Saved data entries:
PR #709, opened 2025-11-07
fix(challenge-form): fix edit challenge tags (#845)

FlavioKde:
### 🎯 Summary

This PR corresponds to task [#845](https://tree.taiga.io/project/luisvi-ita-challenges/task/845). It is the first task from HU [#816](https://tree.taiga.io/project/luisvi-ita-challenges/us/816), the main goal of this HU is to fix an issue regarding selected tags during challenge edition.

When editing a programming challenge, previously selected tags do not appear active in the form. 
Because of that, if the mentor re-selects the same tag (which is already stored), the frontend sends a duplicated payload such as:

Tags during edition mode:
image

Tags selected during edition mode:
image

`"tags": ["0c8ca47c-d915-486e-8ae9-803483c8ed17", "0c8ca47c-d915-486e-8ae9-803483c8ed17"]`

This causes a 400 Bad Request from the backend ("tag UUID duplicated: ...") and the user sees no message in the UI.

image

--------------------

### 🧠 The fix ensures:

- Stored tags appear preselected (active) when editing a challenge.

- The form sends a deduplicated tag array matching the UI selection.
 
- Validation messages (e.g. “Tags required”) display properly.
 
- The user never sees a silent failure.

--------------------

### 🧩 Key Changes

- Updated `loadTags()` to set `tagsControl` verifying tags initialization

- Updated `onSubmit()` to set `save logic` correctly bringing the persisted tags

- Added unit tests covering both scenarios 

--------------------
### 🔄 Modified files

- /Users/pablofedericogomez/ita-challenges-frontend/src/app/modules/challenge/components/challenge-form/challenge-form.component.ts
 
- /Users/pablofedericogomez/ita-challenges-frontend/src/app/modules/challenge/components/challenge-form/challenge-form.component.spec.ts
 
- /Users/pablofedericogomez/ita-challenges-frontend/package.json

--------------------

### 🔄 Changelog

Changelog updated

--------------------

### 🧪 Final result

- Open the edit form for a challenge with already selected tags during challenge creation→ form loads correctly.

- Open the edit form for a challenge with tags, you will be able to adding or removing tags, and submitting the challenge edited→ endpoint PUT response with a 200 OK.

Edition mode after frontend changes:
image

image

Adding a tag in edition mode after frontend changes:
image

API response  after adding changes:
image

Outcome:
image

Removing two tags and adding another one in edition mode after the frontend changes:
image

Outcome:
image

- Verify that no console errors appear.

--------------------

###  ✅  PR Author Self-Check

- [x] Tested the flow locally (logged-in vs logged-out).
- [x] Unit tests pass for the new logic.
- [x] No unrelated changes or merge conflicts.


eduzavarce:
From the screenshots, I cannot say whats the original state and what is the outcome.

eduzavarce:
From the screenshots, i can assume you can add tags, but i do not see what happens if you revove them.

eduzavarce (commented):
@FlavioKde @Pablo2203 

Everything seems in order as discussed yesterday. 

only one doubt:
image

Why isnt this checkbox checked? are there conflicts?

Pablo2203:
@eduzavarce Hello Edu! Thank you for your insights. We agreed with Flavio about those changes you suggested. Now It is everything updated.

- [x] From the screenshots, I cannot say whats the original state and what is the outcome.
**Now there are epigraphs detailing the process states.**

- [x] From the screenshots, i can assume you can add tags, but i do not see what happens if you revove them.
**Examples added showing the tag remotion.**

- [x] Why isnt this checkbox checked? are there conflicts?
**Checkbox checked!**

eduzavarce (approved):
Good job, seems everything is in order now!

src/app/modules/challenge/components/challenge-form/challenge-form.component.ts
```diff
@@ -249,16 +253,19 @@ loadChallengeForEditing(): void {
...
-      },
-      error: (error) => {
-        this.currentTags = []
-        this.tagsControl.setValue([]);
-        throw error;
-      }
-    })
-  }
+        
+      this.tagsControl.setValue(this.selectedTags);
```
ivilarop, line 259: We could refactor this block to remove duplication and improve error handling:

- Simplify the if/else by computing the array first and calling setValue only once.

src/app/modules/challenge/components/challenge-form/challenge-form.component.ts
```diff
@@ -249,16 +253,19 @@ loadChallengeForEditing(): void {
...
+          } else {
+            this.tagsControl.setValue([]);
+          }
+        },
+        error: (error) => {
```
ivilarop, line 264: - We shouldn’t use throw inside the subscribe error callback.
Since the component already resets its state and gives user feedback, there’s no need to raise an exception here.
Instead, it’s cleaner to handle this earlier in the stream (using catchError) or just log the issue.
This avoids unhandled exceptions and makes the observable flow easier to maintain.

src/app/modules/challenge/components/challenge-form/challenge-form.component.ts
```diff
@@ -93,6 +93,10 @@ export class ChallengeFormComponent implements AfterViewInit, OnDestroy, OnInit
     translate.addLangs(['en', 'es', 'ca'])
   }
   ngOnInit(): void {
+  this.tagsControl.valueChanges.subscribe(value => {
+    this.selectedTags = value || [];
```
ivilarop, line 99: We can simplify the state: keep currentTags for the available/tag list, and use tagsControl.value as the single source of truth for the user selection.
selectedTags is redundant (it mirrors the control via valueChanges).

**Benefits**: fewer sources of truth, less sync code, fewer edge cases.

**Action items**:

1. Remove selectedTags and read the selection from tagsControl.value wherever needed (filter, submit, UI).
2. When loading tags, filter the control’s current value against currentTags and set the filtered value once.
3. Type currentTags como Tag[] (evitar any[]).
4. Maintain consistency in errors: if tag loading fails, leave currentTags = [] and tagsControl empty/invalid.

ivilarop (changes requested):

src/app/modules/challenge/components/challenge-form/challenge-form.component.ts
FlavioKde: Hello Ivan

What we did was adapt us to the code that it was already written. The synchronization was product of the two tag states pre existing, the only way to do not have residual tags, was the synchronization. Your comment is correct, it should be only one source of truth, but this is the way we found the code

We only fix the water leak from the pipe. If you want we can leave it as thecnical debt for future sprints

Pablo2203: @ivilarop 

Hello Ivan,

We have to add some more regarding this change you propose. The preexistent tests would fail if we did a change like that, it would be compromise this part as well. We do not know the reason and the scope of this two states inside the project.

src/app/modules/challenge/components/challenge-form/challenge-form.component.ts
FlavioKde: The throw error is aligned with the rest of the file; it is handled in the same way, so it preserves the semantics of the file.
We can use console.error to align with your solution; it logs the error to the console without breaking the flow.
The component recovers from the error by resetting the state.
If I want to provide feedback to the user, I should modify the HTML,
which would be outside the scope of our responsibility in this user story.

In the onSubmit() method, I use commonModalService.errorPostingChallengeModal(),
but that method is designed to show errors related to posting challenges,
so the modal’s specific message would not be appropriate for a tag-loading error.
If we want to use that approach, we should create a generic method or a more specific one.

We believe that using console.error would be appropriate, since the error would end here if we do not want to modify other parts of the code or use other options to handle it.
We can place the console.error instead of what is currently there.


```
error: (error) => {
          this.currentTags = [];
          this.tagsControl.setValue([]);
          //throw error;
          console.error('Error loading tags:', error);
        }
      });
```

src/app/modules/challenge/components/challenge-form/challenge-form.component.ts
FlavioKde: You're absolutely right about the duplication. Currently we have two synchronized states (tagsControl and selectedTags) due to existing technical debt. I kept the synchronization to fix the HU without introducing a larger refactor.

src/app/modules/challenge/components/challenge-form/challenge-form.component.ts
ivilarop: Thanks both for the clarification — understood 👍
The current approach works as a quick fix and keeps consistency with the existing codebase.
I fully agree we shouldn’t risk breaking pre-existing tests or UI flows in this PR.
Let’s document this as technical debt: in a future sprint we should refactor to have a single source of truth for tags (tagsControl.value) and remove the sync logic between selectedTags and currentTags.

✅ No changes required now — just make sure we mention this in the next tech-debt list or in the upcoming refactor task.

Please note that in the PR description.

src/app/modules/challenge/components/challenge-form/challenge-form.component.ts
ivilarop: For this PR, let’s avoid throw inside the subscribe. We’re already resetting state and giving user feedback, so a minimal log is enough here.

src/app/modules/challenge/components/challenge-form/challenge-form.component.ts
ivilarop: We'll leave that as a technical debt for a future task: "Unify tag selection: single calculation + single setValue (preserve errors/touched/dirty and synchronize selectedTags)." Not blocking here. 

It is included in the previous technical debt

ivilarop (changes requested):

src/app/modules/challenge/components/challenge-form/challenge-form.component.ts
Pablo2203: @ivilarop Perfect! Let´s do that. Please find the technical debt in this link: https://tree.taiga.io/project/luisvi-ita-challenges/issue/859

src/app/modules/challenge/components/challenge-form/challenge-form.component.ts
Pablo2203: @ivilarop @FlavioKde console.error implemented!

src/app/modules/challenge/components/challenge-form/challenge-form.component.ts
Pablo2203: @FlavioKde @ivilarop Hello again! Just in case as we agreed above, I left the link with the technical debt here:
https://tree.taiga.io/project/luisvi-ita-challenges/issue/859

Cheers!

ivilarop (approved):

...

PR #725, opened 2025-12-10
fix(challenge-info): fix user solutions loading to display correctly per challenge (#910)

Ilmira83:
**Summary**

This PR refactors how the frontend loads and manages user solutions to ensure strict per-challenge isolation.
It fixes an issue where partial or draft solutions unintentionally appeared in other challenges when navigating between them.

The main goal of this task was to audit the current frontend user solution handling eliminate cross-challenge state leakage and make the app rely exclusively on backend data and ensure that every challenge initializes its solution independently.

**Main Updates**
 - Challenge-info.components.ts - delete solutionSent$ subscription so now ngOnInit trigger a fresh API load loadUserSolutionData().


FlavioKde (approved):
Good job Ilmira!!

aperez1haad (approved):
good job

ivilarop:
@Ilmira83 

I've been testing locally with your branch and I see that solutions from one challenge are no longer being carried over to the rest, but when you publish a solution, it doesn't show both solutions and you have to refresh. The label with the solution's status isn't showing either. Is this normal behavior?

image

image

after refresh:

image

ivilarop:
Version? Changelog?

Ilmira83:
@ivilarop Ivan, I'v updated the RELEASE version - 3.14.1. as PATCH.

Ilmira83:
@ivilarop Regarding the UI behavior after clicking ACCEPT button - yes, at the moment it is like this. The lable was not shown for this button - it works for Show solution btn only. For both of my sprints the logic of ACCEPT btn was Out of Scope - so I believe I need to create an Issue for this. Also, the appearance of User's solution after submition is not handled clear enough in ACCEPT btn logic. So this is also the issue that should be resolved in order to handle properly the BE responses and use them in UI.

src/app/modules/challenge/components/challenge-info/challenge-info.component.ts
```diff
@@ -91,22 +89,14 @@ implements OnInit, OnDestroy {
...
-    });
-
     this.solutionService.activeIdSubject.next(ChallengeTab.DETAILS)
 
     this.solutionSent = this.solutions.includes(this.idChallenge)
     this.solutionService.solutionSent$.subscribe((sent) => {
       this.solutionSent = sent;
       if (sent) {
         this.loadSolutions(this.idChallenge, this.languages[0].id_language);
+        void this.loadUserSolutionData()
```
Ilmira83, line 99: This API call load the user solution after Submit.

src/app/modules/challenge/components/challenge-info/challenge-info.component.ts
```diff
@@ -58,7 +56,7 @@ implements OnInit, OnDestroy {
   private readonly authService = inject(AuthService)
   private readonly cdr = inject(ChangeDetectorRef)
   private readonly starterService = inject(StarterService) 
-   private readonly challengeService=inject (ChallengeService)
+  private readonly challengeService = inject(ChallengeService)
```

...

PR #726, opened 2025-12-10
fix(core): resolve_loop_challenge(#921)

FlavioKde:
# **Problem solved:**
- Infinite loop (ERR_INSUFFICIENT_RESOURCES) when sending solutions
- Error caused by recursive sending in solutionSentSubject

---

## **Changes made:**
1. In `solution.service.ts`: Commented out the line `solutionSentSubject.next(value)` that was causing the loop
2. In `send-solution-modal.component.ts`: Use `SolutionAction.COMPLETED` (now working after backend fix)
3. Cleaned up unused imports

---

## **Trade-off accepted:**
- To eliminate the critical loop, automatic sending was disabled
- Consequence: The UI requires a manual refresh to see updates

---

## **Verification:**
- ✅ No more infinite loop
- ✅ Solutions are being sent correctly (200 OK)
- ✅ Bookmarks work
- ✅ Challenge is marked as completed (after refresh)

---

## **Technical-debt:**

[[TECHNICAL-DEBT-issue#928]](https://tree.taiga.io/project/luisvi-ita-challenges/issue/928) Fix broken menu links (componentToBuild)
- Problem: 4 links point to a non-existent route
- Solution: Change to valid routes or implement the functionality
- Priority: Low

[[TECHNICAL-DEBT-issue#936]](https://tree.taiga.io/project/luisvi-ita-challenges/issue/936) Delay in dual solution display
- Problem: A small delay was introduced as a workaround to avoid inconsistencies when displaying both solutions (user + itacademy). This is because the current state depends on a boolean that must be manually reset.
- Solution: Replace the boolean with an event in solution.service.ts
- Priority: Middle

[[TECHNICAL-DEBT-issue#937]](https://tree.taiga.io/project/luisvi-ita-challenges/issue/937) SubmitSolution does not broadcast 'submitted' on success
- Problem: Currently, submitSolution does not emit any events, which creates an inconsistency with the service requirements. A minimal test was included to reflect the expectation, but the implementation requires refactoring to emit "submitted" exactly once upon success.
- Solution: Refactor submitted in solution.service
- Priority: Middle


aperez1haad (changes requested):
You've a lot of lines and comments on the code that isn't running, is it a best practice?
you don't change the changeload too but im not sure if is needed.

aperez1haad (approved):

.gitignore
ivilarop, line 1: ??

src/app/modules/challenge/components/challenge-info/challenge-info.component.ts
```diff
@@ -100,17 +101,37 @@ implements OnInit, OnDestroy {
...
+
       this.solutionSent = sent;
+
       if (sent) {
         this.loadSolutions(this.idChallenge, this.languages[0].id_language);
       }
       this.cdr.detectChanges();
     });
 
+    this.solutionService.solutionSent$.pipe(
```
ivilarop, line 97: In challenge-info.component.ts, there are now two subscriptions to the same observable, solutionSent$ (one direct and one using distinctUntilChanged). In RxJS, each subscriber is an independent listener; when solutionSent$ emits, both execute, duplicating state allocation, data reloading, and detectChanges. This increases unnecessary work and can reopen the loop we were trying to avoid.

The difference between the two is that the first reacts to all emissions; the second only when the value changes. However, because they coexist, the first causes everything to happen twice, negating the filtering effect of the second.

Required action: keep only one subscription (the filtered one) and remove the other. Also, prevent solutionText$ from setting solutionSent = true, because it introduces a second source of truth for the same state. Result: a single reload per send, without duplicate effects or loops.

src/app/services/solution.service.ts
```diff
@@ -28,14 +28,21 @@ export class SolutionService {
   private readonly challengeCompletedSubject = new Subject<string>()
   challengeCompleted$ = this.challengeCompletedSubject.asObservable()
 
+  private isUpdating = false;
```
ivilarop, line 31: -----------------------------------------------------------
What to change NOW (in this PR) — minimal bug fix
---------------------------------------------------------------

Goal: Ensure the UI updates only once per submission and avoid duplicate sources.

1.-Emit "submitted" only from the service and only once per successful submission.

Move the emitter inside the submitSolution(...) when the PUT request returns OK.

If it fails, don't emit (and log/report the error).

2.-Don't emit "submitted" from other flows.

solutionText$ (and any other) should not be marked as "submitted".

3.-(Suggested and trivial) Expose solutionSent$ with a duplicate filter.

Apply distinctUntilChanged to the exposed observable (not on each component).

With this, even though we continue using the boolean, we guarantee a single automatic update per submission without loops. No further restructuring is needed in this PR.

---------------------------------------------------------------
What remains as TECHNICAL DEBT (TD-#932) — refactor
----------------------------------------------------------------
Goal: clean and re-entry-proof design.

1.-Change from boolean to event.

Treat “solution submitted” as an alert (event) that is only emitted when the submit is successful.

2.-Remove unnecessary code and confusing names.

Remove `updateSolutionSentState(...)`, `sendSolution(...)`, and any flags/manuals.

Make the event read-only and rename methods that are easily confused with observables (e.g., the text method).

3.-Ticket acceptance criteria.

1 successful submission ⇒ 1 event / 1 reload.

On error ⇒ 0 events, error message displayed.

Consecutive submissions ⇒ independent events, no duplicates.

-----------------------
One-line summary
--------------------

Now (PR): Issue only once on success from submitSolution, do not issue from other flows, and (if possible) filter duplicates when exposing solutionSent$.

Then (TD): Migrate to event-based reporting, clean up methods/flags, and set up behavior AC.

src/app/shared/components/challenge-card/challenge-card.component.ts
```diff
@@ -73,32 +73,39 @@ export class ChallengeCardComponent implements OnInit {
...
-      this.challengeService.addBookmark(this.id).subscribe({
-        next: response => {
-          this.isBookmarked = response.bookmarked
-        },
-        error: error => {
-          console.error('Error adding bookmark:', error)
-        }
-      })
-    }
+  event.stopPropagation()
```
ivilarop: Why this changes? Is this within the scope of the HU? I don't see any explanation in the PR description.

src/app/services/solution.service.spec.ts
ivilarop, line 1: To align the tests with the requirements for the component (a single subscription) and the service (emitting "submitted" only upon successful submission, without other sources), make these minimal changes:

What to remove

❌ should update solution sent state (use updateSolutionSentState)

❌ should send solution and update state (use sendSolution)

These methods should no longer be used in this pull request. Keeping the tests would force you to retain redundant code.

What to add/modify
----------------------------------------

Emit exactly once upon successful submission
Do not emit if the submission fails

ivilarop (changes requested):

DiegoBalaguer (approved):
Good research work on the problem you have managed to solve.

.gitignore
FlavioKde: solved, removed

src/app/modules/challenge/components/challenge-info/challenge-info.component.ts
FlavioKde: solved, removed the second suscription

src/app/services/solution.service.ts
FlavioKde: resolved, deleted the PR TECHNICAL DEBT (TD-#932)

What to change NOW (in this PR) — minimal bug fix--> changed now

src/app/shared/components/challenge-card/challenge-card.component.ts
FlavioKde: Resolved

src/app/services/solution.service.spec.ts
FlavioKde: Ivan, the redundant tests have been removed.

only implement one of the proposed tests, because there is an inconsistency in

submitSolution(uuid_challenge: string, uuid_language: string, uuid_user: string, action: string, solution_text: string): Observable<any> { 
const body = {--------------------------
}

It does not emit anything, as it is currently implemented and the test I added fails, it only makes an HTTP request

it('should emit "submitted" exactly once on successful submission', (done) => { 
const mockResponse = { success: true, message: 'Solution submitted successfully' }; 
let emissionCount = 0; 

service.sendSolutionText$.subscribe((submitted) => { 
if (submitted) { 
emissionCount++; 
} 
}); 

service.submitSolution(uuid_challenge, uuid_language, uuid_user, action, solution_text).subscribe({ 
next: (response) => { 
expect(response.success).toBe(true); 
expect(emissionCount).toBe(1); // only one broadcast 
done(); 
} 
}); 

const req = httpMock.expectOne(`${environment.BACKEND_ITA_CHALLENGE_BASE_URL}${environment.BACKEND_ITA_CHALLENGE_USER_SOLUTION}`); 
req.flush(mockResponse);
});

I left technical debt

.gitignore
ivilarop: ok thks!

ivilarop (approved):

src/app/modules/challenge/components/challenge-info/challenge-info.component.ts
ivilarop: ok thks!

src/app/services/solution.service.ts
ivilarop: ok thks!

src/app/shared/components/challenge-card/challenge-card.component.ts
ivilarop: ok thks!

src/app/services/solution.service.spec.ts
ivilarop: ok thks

### Work item
Once every line above has been checked for the string "flags", give the number of matching lines and nothing more.

### Response box
2